▶ [Task statement]:
Report back every line from the entries below in which the word "dphaldes" occurs.

________________________

PR #1430, opened 2026-03-10
feat: add QQmlImageProviderBase

dphaldes:
supercedes #1142


dphaldes:
I have "working" implementation here https://github.com/dphaldes/compose/blob/master/src/bridge.rs.  
image

Not particularly fond of the solution since it uses an unchecked cast since I wasn't able to figure out how to cast `Pin<&mut QQmlImageProviderBase>` into `*mut QQmlImageProviderBase`. The application also segfaults when closing probably because it is trying to release the ImageProvider. 

Any ideas appreciated!

dphaldes:
I didn't see that method. I will look into using that. It would work but it still wouldnt work as a safe cast will it? as in using the Upcast trait instead of `as` keyword

crates/cxx-qt-lib/src/qml/qqmlimageproviderbase.rs
```diff
@@ -0,0 +1,34 @@
...
+    #[repr(i32)]
+    #[namespace = "rust::cxxqtlib1"]
+    #[derive(Debug)]
+    enum QQmlImageProviderBaseImageType {
+        Invalid = 0,
+        Image,
+        Pixmap,
+        Texture,
+        ImageResponse,
+    }
```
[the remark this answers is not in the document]
dphaldes: I am going to enable it only on qt6 for now.

crates/cxx-qt-lib/src/qml/qqmlengine.rs
```diff
@@ -98,6 +103,23 @@ mod ffi {
...
+        ///
+        /// Sets the provider to use for images requested via the image: url scheme, with host providerId.
+        /// The QQmlEngine takes ownership of provider.
+        #[cfg(cxxqt_qt_version_major = "6")]
+        #[rust_name = "add_image_provider"]
+        unsafe fn addImageProvider(
+            self: Pin<&mut QQmlEngine>,
+            provider_id: &QString,
+            provider: *mut QQmlImageProviderBase,
+        );
```
ahayzen-kdab, line 119: clippy seems to be confused and thinking there is no `# Safety` section ? Does this happen locally too ? Wonder if the order needs to be different or something else is confusing it

dphaldes: I cant seem to fix this in anyway. clippy crashes before it reaches this locally

ahayzen-kdab: Looks like clippy gets confused with the layers of macros, elsewhere `#[allow(clippy::missing_safety_doc)]` was added to suppress this, so probably best to just copy that

https://github.com/KDAB/cxx-qt/blob/2cb6df179b37e760878413d480edd623c61cfdd7/crates/cxx-qt-lib/src/core/qtlogging.rs#L53-L60

dphaldes: Done

ahayzen-kdab (approved):
Looks good, thanks for working that through to the end! :-)

PR #1444, opened 2026-05-04
Use `#[Self = "..."]` instead of manual code bindings

jnbooth:
This is a cxx feature unlocked by #1416.


ahayzen-kdab (approved):
LGTM :-)

PR #1446, opened 2026-05-06
Implement `PartialEq<[u8]>` for QByteArray and `PartialEq<str>` for QString

jnbooth:
In Qt, you can test equality for QByteArrays and QStrings against raw data without needing to allocate memory, e.g. `QStringLiteral("test") == "test"`. This PR makes it possible to do the same in Rust by implementing `PartialEq` for the corresponding types.

### DIFF
--- a/crates/cxx-qt-lib/src/core/qstring.rs
+++ b/crates/cxx-qt-lib/src/core/qstring.rs
@@ -247,6 +247,39 @@ impl PartialEq for QString {
 
 impl Eq for QString {}
 
+impl PartialEq<str> for QString {
+    fn eq(&self, other: &str) -> bool {
+        self.as_slice().iter().copied().eq(other.encode_utf16())
+    }
+}
+impl PartialEq<QString> for str {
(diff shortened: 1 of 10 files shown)


crates/cxx-qt-lib/src/core/qstring.rs
```diff
@@ -247,6 +247,39 @@ impl PartialEq for QString {
 
 impl Eq for QString {}
 
+impl PartialEq<str> for QString {
+    fn eq(&self, other: &str) -> bool {
+        self.as_slice().iter().copied().eq(other.encode_utf16())
+    }
+}
```
ahayzen-kdab, line 254: hmm wonder if we want this one, as most of the time the API ends up being explicit about when there is a copy or conversion to/from utf16 or runtime cost ? 🤔

nicolasfella: https://github.com/KDAB/cxx-qt/pull/1473 does this without the conversion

________________________

▶ [Solution to this exercise]:
dphaldes:
dphaldes:
I have "working" implementation here https://github.com/dphaldes/compose/blob/master/src/bridge.rs.  
dphaldes:
dphaldes: I am going to enable it only on qt6 for now.
dphaldes: I cant seem to fix this in anyway. clippy crashes before it reaches this locally
dphaldes: Done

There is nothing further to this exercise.